I start March 1st, Med Tech. See you at the Mega.


----------



## Altair (10 Jan 2010)

I got the call this week, will be heading there for March 1rst. Sigop. See you guys there


----------



## WTShields (11 Jan 2010)

I think that moe is spot on ~
"I also think that when they load people on courses, they try to reduce the amount of time a person might spend on PAT platoon."

If they can load a course with one trade then there is no cooling your heels on PAT waiting for your MOC course.

I am merit listed for sig op aswell , hoping to get dates this week. Good Luck all and congrats on getting this far.
~Will~


----------



## Katw (12 Jan 2010)

flying out March 6th for March 8th BMQ !


----------



## Lambo1982 (19 Jan 2010)

Ill be starting in St Jean on March 15th.... Who's coming with me??


----------



## PMedMoe (19 Jan 2010)

You might want to try this thread:

March 2010 - BMQ - All Locations

I'm sure this will be merged shortly.


----------



## nolf (19 Jan 2010)

I'll be there! Just got the call today much to my and my file manager's surprise!

Swearing in Feb 12 in Hamilton.  

ATIS Tech


----------



## Lambo1982 (19 Jan 2010)

Hey nolf, Ill be swearing in the same day, also in Hamilton!   (9am)


----------



## shilohshy (20 Jan 2010)

I'm flying out Feb 20th to St Jean and start basic on Feb 22nd as a Supply Tech.  Can't wait!!!


----------



## blissful_tragedy (20 Jan 2010)

I'm on the MArch 8 BMQ. Navy Clerk. Platoon R0322E (R24) coming from Edmonton, Alberta. 

My BF said it was in my best interest to Drive to BMQ as I will want my vehicle to travel on weekends. Anyone interested in carpooling?


----------



## shilohshy (20 Jan 2010)

blissful_tragedy said:
			
		

> I'm on the MArch 8 BMQ. Navy Clerk. Platoon R0322E (R24) coming from Edmonton, Alberta.
> 
> My BF said it was in my best interest to Drive to BMQ as I will want my vehicle to travel on weekends. Anyone interested in carpooling?
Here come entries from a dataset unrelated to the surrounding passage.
PR #87, opened 2018-03-08
Add trace logging

### LINKED ISSUE #21: Use the ILogger stuff to add debug level tracing
As we're using the `IServiceProvider` provided by AspNetCore, we should hook up some of the other features, including enabling logging.

It's a pain to try and diagnose issues with things without any logging, we should implement trace/debug calls around the code base that can be configured with the ILoggerFactory

jchannon:
Fixes #21 

When running with log level trace the following output is from starting the app and processing one request

```
trce: Botwin.BotwinExtensions[0]
      Found Botwin.Samples.ActorValidator
trce: Botwin.BotwinExtensions[0]
      Found Botwin.Samples.DirectorValidator
trce: Botwin.BotwinExtensions[0]
      Found ValidatorOnlyProject.CastMemberValidator
trce: Botwin.BotwinExtensions[0]
      Found Botwin.Samples.ActorsModule
trce: Botwin.BotwinExtensions[0]
      Found Botwin.Samples.ErrorModule
trce: Botwin.BotwinExtensions[0]
      Found Botwin.Samples.FunctionalProgrammingModule
trce: Botwin.BotwinExtensions[0]
      Found Botwin.Samples.HomeModule
trce: Botwin.BotwinExtensions[0]
      Found Botwin.Samples.HooksModule
trce: Botwin.BotwinExtensions[0]
      Found BotwinSample.Features.Directors.CastMemberModule
trce: Botwin.BotwinExtensions[0]
      Found Botwin.Samples.ConflictStatusCodeHandler
trce: Botwin.BotwinExtensions[0]
      Found Botwin.DefaultJsonResponseNegotiator
trce: Botwin.BotwinExtensions[0]
      Adding Botwin to application
trce: Botwin.BotwinExtensions[0]
      Applying global before hook
trce: Botwin.BotwinExtensions[0]
      Applying global after hook
trce: Botwin.BotwinExtensions[0]
      Found and adding ActorsModule with GET /actors to routing
trce: Botwin.BotwinExtensions[0]
      Found and adding ActorsModule with HEAD /actors to routing
trce: Botwin.BotwinExtensions[0]
      Found and adding ActorsModule with GET /actors/{id:int} to routing
trce: Botwin.BotwinExtensions[0]
      Found and adding ActorsModule with HEAD /actors/{id:int} to routing
trce: Botwin.BotwinExtensions[0]
      Found and adding ActorsModule with PUT /actors/{id:int} to routing
trce: Botwin.BotwinExtensions[0]
      Found and adding ActorsModule with POST /actors to routing
trce: Botwin.BotwinExtensions[0]
      Found and adding ErrorModule with GET /error to routing
trce: Botwin.BotwinExtensions[0]
      Found and adding ErrorModule with HEAD /error to routing
trce: Botwin.BotwinExtensions[0]
      Found and adding ErrorModule with GET /errorhandler to routing
trce: Botwin.BotwinExtensions[0]
      Found and adding ErrorModule with HEAD /errorhandler to routing
trce: Botwin.BotwinExtensions[0]
      Found and adding FunctionalProgrammingModule with GET /functional/directors to routing
trce: Botwin.BotwinExtensions[0]
      Found and adding FunctionalProgrammingModule with HEAD /functional/directors to routing
trce: Botwin.BotwinExtensions[0]
      Found and adding FunctionalProgrammingModule with GET /functional/directors/{id:int} to routing
trce: Botwin.BotwinExtensions[0]
      Found and adding FunctionalProgrammingModule with HEAD /functional/directors/{id:int} to routing
trce: Botwin.BotwinExtensions[0]
      Found and adding FunctionalProgrammingModule with POST /functional/directors to routing
trce: Botwin.BotwinExtensions[0]
      Found and adding FunctionalProgrammingModule with PUT /functional/directors/{id:int} to routing
trce: Botwin.BotwinExtensions[0]
      Found and adding FunctionalProgrammingModule with DELETE /functional/directors/{id:int} to routing
trce: Botwin.BotwinExtensions[0]
      Found and adding HomeModule with GET / to routing
trce: Botwin.BotwinExtensions[0]
      Found and adding HomeModule with HEAD / to routing
trce: Botwin.BotwinExtensions[0]
      Found and adding HooksModule with GET /hooks to routing
trce: Botwin.BotwinExtensions[0]
      Found and adding HooksModule with HEAD /hooks to routing
trce: Botwin.BotwinExtensions[0]
      Found and adding CastMemberModule with POST /castmembers to routing
dbug: Microsoft.AspNetCore.Hosting.Internal.WebHost[3]
      Hosting starting
dbug: Microsoft.AspNetCore.Server.Kestrel[0]
      No listening endpoints were configured. Binding to http://localhost:5000 by default.
dbug: Microsoft.AspNetCore.Hosting.Internal.WebHost[4]
      Hosting started
dbug: Microsoft.AspNetCore.Hosting.Internal.WebHost[0]
      Loaded hosting startup assembly BotwinSample
Hosting environment: Production
Content root path: /Users/jonathan/Projects/Botwin/samples/BotwinSample
Now listening on: http://localhost:5000
Application started. Press Ctrl+C to shut down.
dbug: Microsoft.AspNetCore.Server.Kestrel[1]
      Connection id "0HLC4V9Q2F2SV" started.
info: Microsoft.AspNetCore.Hosting.Internal.WebHost[1]
      Request starting HTTP/1.1 GET http://localhost:5000/  
trce: Botwin.BotwinExtensions[0]
      Executing global before hook
trce: Botwin.BotwinExtensions[0]
      Executing next handler after global before hook
dbug: Microsoft.AspNetCore.Routing.RouteBase[1]
      Request successfully matched the route with name '(null)' and template ''.
trce: Botwin.BotwinExtensions[0]
      Executing module route handler for GET /
trce: Botwin.BotwinExtensions[0]
      Executing module after hook
Catch you later!
trce: Botwin.BotwinExtensions[0]
      Executing IStatusCodeHandler ConflictStatusCodeHandler
trce: Botwin.BotwinExtensions[0]
      Executing global after hook
We hit a route!
dbug: Microsoft.AspNetCore.Server.Kestrel[9]
      Connection id "0HLC4V9Q2F2SV" completed keep alive response.
info: Microsoft.AspNetCore.Hosting.Internal.WebHost[2]
      Request finished in 178.995ms 409 
dbug: Microsoft.AspNetCore.Server.Kestrel.Transport.Libuv[6]
      Connection id "0HLC4V9Q2F2SV" received FIN.
dbug: Microsoft.AspNetCore.Server.Kestrel[10]
      Connection id "0HLC4V9Q2F2SV" disconnecting.
dbug: Microsoft.AspNetCore.Server.Kestrel.Transport.Libuv[7]
      Connection id "0HLC4V9Q2F2SV" sending FIN.
dbug: Microsoft.AspNetCore.Server.Kestrel[2]
      Connection id "0HLC4V9Q2F2SV" stopped.


```


JoeStead:
About time :)

jchannon:
So as @davidfowl pointed out there is no nice way to log Add* extension methods this PR adds ILogger/ILoggerFactory to the Add extension.  It also does that to the UseBotwin extension.  The sample project changes shows how you might implement the tracing by injecting ILogger into the Startup class

davidfowl:
Why don't you do what MVC does and add the IRouter to the DI container? 

https://github.com/aspnet/Mvc/blob/760c8f38678118734399c58c2dac981ea6e47046/src/Microsoft.AspNetCore.Mvc.Core/Builder/MvcApplicationBuilderExtensions.cs#L91-L100

You can avoid all of the ugly explicit passing of the ILoggerFactory to the UseBotwin method.

jchannon:
I do? https://github.com/jchannon/Botwin/blob/master/src/BotwinExtensions.cs#L56

davidfowl:
Then why are you passing an ILogger here https://github.com/jchannon/Botwin/pull/87/files#diff-82112b99eae34877f111696bbe53aa64R25?

davidfowl:
IMO this is how botwin wire up should look:

```C#
services.AddBotwin(); // This is the default
```

```C#
services.AddBotwin(options => 
{
      // options is typed as BotwinOptions. Under the covers it calls services.Configure<BotwinOptions>,
      // which you can read in the middleware by taking in IOptions<BotwinOptions>
}); 
```

Get rid of the logging during AddBotwin and defer that logging to another time when you can create the logger yourself and not have the user pass it in.

jchannon:
I was going to do that but didn't realise about the options approach. I was
thinking the only way would be for the user to inject
ILogger/ILoggerFactory into their Startup and then pass it to Botwin.

Will try your approach

Thanks :)

jchannon:
Just to confirm are you talking about IConfigureOptions?

jchannon:
Actually I can't pull ILogger out in the AddBotwin method here

davidfowl:
I'm saying remove the logging from AddBotwin

jchannon:
@davidfowl have updated the signature slightly but kept the logging in AddBotwin as this is where stuff is found to wire Botwin up and users want to know if their module 3 levels of transient dependency has been found.

src/BotwinExtensions.cs
```diff
@@ -4,36 +4,32 @@ namespace Botwin
...
         /// Adds Botwin to the specified <see cref="IApplicationBuilder"/>.
         /// </summary>
         /// <param name="builder">The <see cref="IApplicationBuilder"/> to configure.</param>
         /// <param name="options">A <see cref="BotwinOptions"/> instance.</param>
         /// <returns>A reference to this instance after the operation has completed.</returns>
-        public static IApplicationBuilder UseBotwin(this IApplicationBuilder builder, BotwinOptions options)
+        public static IApplicationBuilder UseBotwin(this IApplicationBuilder builder, BotwinOptions options = null)
         {
-            ApplyGlobalBeforeHook(builder, options);
+            var loggerFactory = builder.ApplicationServices.GetService<ILoggerFactory>();
```
poke: `loggerFactory` will never be `null` here, so no need to have any of the following null-coalescing calls.

src/BotwinExtensions.cs
```diff
@@ -4,36 +4,32 @@ namespace Botwin
...
+
+            var logger = loggerFactory?.CreateLogger(typeof(BotwinExtensions));
+
+            logger?.LogTrace("Adding Botwin to application");
```
poke: That’s not really useful. `app.UseX` adds middleware for `X`. There’s really no benefit to logging that.

src/BotwinExtensions.cs
```diff
@@ -44,19 +40,24 @@ public static IApplicationBuilder UseBotwin(this IApplicationBuilder builder, Bo
                 foreach (var module in scope.ServiceProvider.GetServices<BotwinModule>())
                 {
                     var moduleType = module.GetType();
-                    var distinctPaths = module.Routes.Keys.Select(route => route.path).Distinct();
+
+                    var distinctPaths = module.Routes.Keys.Select(route =>
+                    {
+                        logger?.LogTrace($"Found and adding {moduleType.Name} with {route.verb} /{route.path} to routing");
```
poke: This log should be done with the `MapRoute` call below. Collecting distinct paths does actually nothing about the route. It’s the `MapRoute` that does what this log says what happens.

Also, use structured logging instead of string interpolation.

src/BotwinExtensions.cs
```diff
@@ -44,19 +40,24 @@ public static IApplicationBuilder UseBotwin(this IApplicationBuilder builder, Bo
...
+                        routeBuilder.MapRoute(path, CreateRouteHandler(path, moduleType, logger));
                     }
                 }
             }
 
             return builder.UseRouter(routeBuilder.Build());
         }
 
-        private static RequestDelegate CreateRouteHandler(string path, Type moduleType)
+        private static RequestDelegate CreateRouteHandler(string path, Type moduleType, ILogger logger)
```
poke: I honestly don’t think you should use the same logger here. `CreateRouteHandler` basically creates a middleware. That middleware is run as part of the request pipeline. So it runs much later than any of the other things that logger (the `BotwinExtensions` logger!) is logging.

You should probably request a new logger inside of the middleware. And you should probably request an `ILogger<moduleType>` there so that people can actually figure out what module runs.

src/BotwinExtensions.cs
```diff
@@ -82,17 +83,20 @@ private static RequestDelegate CreateRouteHandler(string path, Type moduleType)
 
                 if (module.Before != null)
                 {
+                    logger?.LogTrace("Executing module before hook");
```
poke: Imho, if people want to be notified of their before/after handler being run, they should add logging calls inside of their modules themselves.

(same below with the after handler)

src/BotwinExtensions.cs
```diff
@@ -82,17 +83,20 @@ private static RequestDelegate CreateRouteHandler(string path, Type moduleType)
...
                     shouldContinue = await module.Before(ctx);
                 }
 
                 if (shouldContinue)
                 {
                     // run the route handler
+                    logger?.LogTrace($"Executing module route handler for {ctx.Request.Method} {path}");
```
poke: Use structured logging instead of string interpolation:

```
logger.LogTrace("Executing module route handler for {Method} {Path}", ctx.Request.Method, path);
```

src/BotwinExtensions.cs
```diff
@@ -115,42 +120,68 @@ private static RequestDelegate CreateRouteHandler(string path, Type moduleType)
...
-        private static void ApplyGlobalAfterHook(IApplicationBuilder builder, BotwinOptions options)
+        private static void ApplyGlobalAfterHook(IApplicationBuilder builder, BotwinOptions options, ILogger logger)
         {
             if (options?.After != null)
             {
+                logger?.LogTrace("Applying global after hook");
                 builder.Use(async (ctx, next) =>
                 {
                     await next();
+                    logger?.LogTrace("Executing global after hook");
```
poke: This again is inside of a middleware so it should probably use a different logger.

src/BotwinExtensions.cs
```diff
@@ -115,42 +120,68 @@ private static RequestDelegate CreateRouteHandler(string path, Type moduleType)
...
                     await options.After(ctx);
                 });
             }
+            else
+            {
+                logger?.LogTrace("No global after hook found");
```
poke: Absense of the “applying global after hook” log should be enough, no?

src/BotwinExtensions.cs
```diff
@@ -176,19 +208,22 @@ public static void AddBotwin(this IServiceCollection services)
 
             foreach (var module in modules)
             {
+                logger?.LogTrace($"Found {module.FullName}");
```
poke: These are pretty noisy. Maybe collect the module names, and then only log once with a list of detected modules?

Also: Use structured logging instead of string interpolation.

poke:
Yup, that looks much better.

You should still switch those interpolated strings to structured logging though.

poke:
The internal formatter for log messages is cached by the log format.

So a `logger.LogTrace($"Found {module.FullName}")` will create a new formatter and cache that for every module it finds. Structured formatting with `logger.LogTrace("Found {ModuleName}", module.FullName)` will only use a single formatter.

In addition, you have structured logging, so the module name being a `ModuleName` is also kept as separate information and log viewers are able to extract that information and filter by it. In general, you really should use proper structured logging everywhere, especially so in library code.

jchannon:
Woohoo! Thanks to all in reviewing this PR ❤️

davidfowl:
Passing the logging is still meh.

jchannon:
I don't know what the alternative is to log in the AddBotwin method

Too bad you aren't starting Feb 22nd... I am from Edmonton too! But that's a pretty long drive considering how often you will actually get use of your vehicle.  Best of luck on your course... maybe see you around the mega.


----------



## blissful_tragedy (21 Jan 2010)

Thanks! I've actually never been east of Sask so my bf said I should prolly drive so I can see Montreal or the States.


----------



## gcclarke (21 Jan 2010)

You certainly will be useful as a ride into Montreal on the weekends. Your platoon-mates will appreciate it. 

Assuming you can stand getting across Ontario at 90 km/h. Pretty landscape, but man there's way too much of it.


----------



## WTShields (22 Jan 2010)

Fly out of Edmonton on March 06 aswell, SIG OP.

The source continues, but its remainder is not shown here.